== DATA LISTING ==

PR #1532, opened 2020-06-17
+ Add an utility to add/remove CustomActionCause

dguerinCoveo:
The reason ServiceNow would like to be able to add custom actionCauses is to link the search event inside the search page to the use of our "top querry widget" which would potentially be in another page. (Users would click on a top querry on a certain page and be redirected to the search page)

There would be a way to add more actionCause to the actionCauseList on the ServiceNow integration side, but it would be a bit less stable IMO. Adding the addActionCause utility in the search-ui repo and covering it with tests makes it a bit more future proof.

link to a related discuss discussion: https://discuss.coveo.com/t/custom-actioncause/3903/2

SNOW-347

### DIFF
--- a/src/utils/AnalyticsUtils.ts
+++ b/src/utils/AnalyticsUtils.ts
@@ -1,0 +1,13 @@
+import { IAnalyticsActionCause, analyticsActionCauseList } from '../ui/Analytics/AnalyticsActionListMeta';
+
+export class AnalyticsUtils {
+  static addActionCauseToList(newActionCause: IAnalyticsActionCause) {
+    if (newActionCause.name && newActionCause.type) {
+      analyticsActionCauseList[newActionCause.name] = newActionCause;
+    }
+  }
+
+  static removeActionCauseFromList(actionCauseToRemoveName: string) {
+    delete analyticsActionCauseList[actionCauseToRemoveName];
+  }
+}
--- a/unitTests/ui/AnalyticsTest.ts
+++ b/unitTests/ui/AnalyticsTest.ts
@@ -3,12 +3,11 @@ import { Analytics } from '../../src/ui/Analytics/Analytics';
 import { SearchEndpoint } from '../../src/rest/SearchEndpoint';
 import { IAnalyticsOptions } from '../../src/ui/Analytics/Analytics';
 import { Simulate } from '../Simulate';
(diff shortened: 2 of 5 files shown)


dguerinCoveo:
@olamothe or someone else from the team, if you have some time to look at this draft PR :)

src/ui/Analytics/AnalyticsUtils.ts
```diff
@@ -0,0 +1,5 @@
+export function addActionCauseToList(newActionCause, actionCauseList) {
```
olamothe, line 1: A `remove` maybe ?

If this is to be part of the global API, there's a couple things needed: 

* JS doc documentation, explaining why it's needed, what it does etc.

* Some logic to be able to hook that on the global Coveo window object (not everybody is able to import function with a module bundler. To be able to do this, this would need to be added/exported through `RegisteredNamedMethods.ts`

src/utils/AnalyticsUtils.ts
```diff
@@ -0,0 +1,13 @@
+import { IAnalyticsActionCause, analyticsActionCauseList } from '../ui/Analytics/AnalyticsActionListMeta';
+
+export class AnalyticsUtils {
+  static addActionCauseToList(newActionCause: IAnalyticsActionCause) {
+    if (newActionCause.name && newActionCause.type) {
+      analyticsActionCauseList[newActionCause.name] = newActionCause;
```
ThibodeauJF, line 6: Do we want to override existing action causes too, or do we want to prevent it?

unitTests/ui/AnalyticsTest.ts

===

*TASK BRIEF*. Your answer should be exactly the lines of the data above, from the first through the line containing "The reason ServiceNow".

*EXPECTED ANSWER*.
PR #1532, opened 2020-06-17
+ Add an utility to add/remove CustomActionCause

dguerinCoveo:
The reason ServiceNow would like to be able to add custom actionCauses is to link the search event inside the search page to the use of our "top querry widget" which would potentially be in another page. (Users would click on a top querry on a certain page and be redirected to the search page)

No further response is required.